自从严重急性呼吸系统综合症冠状病毒2(SARS-CoV-2)爆发以来,已经提出了几种解决方案来管理这种疾病。控制这种病毒的最可行选择是生产有效的疫苗。目前大多数SARS-CoV-2疫苗都集中在输注尖峰蛋白上。刺突作为三聚体存在,通过其受体结合域(RBD)与血管紧张素转换酶2(ACE2)受体结合,在感染宿主细胞中起着至关重要的作用。铁蛋白蛋白,一种天然存在的铁储存蛋白,由于其自组装特性,已经引起了疫苗生产的关注,无毒性质,和生物相容性。铁蛋白纳米笼最近已用于开发SARS-CoV-2疫苗接种,不仅引起长期保护性记忆细胞,而且引起持续的抗体应答。在这项研究中,计算机模拟研究的组合,包括分子对接,分子动力学模拟,并进行了免疫模拟,以计算模拟铁蛋白纳米笼上的单体刺突蛋白,并首次评估其稳定性和相互作用。建模复合体的结构动力学表现出明显的稳定性。特别是,单体刺突-铁蛋白复合物内的受体结合结构域(RBD)和铁蛋白显示出显著的稳定性。二级结构缺乏改变进一步支持了复合物的整体稳定性。铁蛋白和尖峰之间距离的下降表明随着时间的推移存在强烈的相互作用。互相关矩阵显示,单体刺突和铁蛋白彼此相向移动,支持刺突和铁蛋白之间的稳定相互作用。Further,铁蛋白单元内单体刺突蛋白的方向促进了关键表位的暴露,特异性向上活性受体结合域(RBD),使与ACE2受体的有效相互作用。该模型的免疫模拟表明,对人体的细胞和体液免疫都有高水平的刺激。还发现,无论不同变体中的突变尖峰如何,所采用的模型都是有效的。这些发现揭示了SARS-CoV-2-铁蛋白纳米颗粒疫苗的现状,并可用作其他类似疫苗设计的框架。
Since the Severe Acute Respiratory Syndrome Coronavirus 2 (SARS-CoV-2) outbreak, several solutions have been proposed to manage the disease. The most viable option for controlling this virus is to produce effective vaccines. Most of the current SARS-CoV-2 vaccines have focused on the infusion spike protein. Spike exists as a trimer and plays a vital role in infecting host cells by binding to the Angiotensin-Converting Enzyme 2 (ACE2) receptor through its Receptor Binding Domain (RBD).
Ferritin protein, a naturally occurring iron-storage protein, has gained attention for vaccine production due to its self-assembling property, non-toxic nature, and biocompatibility.
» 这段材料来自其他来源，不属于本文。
PR #62, opened 2018-12-16
balance command cleanup

itswisdomagain:
fixes #49, display only total by default, show spendable if different from total

**before (web)**
screen shot 2561-12-16 at 1 59 22 am
**before (cli)**
screen shot 2561-12-16 at 1 58 45 am

**after (balance == spendable)**
**web**
screen shot 2561-12-16 at 1 04 43 am
**cli**
screen shot 2561-12-16 at 2 30 18 am

**after (balance != spendable)**
**web**
screen shot 2561-12-16 at 2 31 06 am

**cli**
screen shot 2561-12-16 at 2 31 26 am

If there are more than 1 account in wallet, cli will list balance for each account along with account name in the following fashion:
screen shot 2561-12-16 at 2 10 36 am

Issue #55, opened 2018-12-12
sendcustom more features


raedah:
```
Destination Address 2 (or blank to continue):
[repeat until done]
How many change outputs would you like to use? (default: 1): 2
[if more then one was specified]
Use random amounts for the change outputs? (Y/n): y
Enter your spending passphrase: 
You are about to spend the input
9.423 DCR from TsgUAq54uZ6GW1VQwgjtgG7KB68pJwy73dJ (default)
and send it to
2.123 DCR to TsgQwgjtgG7KB68pJwyUAq54uZ6GW1V73dJ
1.123 DCR to TsgJwyUAq54uZ6GWQwgjtgG7KB68p1V83dJ
3.123 DCR to TsgJwyWQwgjtgG7KB68pUAq54uZ6G1V83dJ (change)
3.123 DCR to TsgJwyuZ6G1V8WQwgjtgG7KB68pUAq543dJ (change)
Do you want to broadcast it? (y/n): y
sent txid b5f844895a4e5b4e496929be0356e8435a8c30976d6bd59a29539fddd37fc9d7

```

raedah:
When listing the spent outputs, show account, date, confirms.
Instead of showing the utxo id, show the Received with Address.
Sort by amount. Do not show the list be default. Have a (l)ist command.
By default auto pick the first best sized input, show it, and provide it as a default available selection.

itswisdomagain:
1 thought @raedah, the feature to send to multiple addresses can also be used in regular send and also on the web ui for custom send. Should this issue extend to those as well? For clarity,

- Replicate the flow above in the web interface version of send custom
- For the cli and web interface for the _regular_ send feature, add support for specifying multiple destination addresses (and amount for each address)

itswisdomagain:
Some observations from your initial comment:

- Supporting multiple destination addresses would require being able to specify the amount to send to each address
- If user choses to use more than 1 change output, what happens if they (1) chose to use random amounts for the change outputs (2) if they don't?
- Does (1) above spread the change equally across the change addresses, while (2) asks them to enter the amount they'd want sent to each change address?
- The change address(es) are all generated from the account specified at the start of the command, this is fine, yes?

raedah:
Yes, it is essentially one feature for control of the inputs, and another feature for control of the outputs. They can be used where appropriate.

[...]

PR #71, opened 2018-12-19
Refactor commands to use the go-flags package properly.

### LINKED ISSUE #70: Error parsing config file output
I got the following error when trying to run dcrcli with a no-longer-supported option in my config file:
screenshot 2018-12-19 at 1 01 18 pm

Extremely long. Took several tries (switching between branches) to determine what the error was. The actual error was hidden in the long message.

I'm thinking we should instead show just the error message like so:
screenshot 2018-12-19 at 1 03 29 pm
and then add "instructions"/"tip" on how to view a list of the supported options, or something along that line.

The current approach will only get longer as options are added to config

barisere:
Commands and subcommands can now be used in a simpler way.

EDIT: This also fixes #70


itswisdomagain:
Some observations from preliminary testing:
- Running `dcrcli` without a command shows a message that doesn't appear customizable. Compare #53 
- There's a funny behaviour when using an unknown option/flag. Some examples to illustrate:
- `dcrcli -n` (unknown flag) doesn't show any message or perform any action. The program just exits
- `dcrcli -n=abc` (unknown option) shows a message to specify a command, ignoring the invalid option passed
- `dcrcli send -n` does nothing, while `dcrcli send -n=abc` finally says something expected: "unknown flag `n'"

I think 1 primary trigger for this refactor is to enable us use command options, can you provide an example to that effect? Use the receive command, let's assume it accepts an "AccountNumber" option, type uint32, short "n", long "account". This option is only useful when executing the receive command. I'm eager to see how this plays out

Once we have those issues ironed out, I'll take a deeper dive into the code

barisere:
> Some observations from preliminary testing:
> 
>     * Running `dcrcli` without a command shows a message that doesn't appear customizable. Compare #53
> 
>     * There's a funny behaviour when using an unknown option/flag. Some examples to illustrate:
> 
>     ...

Can you check those again? The behaviour has changed.

> I think 1 primary trigger for this refactor is to enable us use command options, can you provide an example to that effect? Use the receive command, let's assume it accepts an "AccountNumber" option, type uint32, short "n", long "account". This option is only useful when executing the receive command. I'm eager to see how this plays out

Oops, I used the `send` command instead. Assume the `send` command has a sub command, `custom`, that only prints "Custom send called" and the address passed as a flag. The flag has a short form "-a" and a long form "--address". We create this command as follows.
```go
// file: cli/commands.go

type SendCommand struct {
	Custom CustomSend `command:"custom"`
}

type CustomSend struct {
	Address string `short:"a" long:"address"`
}

func (c CustomSend) Execute(args []string) error {
	fmt.Println("Custom send called")
	fmt.Println("address value:", c.Address)
	return nil
}
```
We register the command as follows.
```go
// file: cli/app.go

type AppCommands struct {
	Send       SendCommand       `command:"send" description:"send a transaction" subcommands-optional:"optional"`
	// other fields
}

var DcrcliCommands AppCommands
```
And we parse it as follows.
```go
// file: main.go

cli.Setup(client)
parser := flags.NewParser(&cli.DcrcliCommands, flags.Default)
if _, err := parser.Parse(); err != nil {
	// handle error
}
```
Below is help output when running the compiled code.
```
$ ./dcrcli -C ./dcrcli.conf send custom --help
Usage:
  dcrcli [OPTIONS] send custom [custom-OPTIONS]

Application Options:
  -v, --version          Display version information and exit
  -C, --configfile=      Path to configuration file
  -u, --rpcuser=         RPC username
  -p, --rpcpass=         RPC password
  -w, --walletrpcserver= Wallet RPC server to connect to
  -c, --rpccert=         RPC server certificate chain for validation
  -s, --serveraddress=   Address and port of the HTTP server.
      --http             Run in HTTP mode.
      --nodaemontls      Disable TLS

Help Options:
  -h, --help             Show this help message

[custom command options]
      -a, --address=
```
When we run the `custom` subcommand without the address flag, the output is as follows.
```
$ ./dcrcli -C ./dcrcli.conf send custom 
Custom send called
address value:
```
When we run the `custom` subcommand with the address flag set, the output is as follows.
```
$ ./dcrcli -C ./dcrcli.conf send custom --address=TsfDLrRkk9ciUuwfp2b8PawwnukYD7yAjGd
Custom send called
address value: TsfDLrRkk9ciUuwfp2b8PawwnukYD7yAjGd
```
If we use the flag without providing an argument, the following error is shown.
```
$ ./dcrcli -C ./dcrcli.conf send custom --address
expected argument for flag `-a, --address'

$ ./dcrcli -C ./dcrcli.conf send custom -a
expected argument for flag `-a, --address'
```
That's mostly it.

cli/commands.go
```diff
@@ -1,19 +1,56 @@
 package cli
 
-// command is an action that can be requested at the cli
-type command struct {
-	name        string
-	description string
-	handler     handler
+type BalanceCommand struct{}
+
+func (b BalanceCommand) Execute(args []string) error {
```
itswisdomagain: I see a lot of repetition with these Execute methods. I expect there should be a way to prevent that. I have something in mind, but want to test it out first. Might commit my changes to this branch if it pays off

Ferritin nanocages have recently been employed in the development of a SARS-CoV-2 vaccination eliciting not only long-term protective memory cells but also a sustained antibody response. In this study, a combination of in silico investigations including molecular docking, molecular dynamics simulations, and immune simulations were carried out to computationally model the monomeric spike protein on the ferritin nanocage as well as to evaluate its stability and interactions for the first time. The structural dynamics of the modeled complex demonstrated noticeable stability. In particular, the Receptor Binding Domain (RBD) and
ferritin within the monomeric spike-
ferritin complex illustrated significant stability. The lack of alterations in the secondary structure further supported the overall steadiness of the complex. The decline in the distance between
ferritin and spike suggests a strong interaction over time. The cross-correlation matrices revealed that the monomeric spike and ferritin move towards each other supporting the stable interaction between spike and
ferritin. Further, the orientation of monomeric spike protein within the ferritin unit facilitated the exposure of critical epitopes, specifically upward active Receptor Binding Domain (RBD), enabling effective interactions with the ACE2 receptor. The immune simulations of the model indicated high-level stimulations of both cellular and humoral immunity in the human body. It was also found that the employed model is effective regardless of the mutated spikes in different variants. These findings shed light on the current status of the SARS-CoV-2-ferritin nanoparticle vaccines and could be used as a framework for other similar vaccine designs.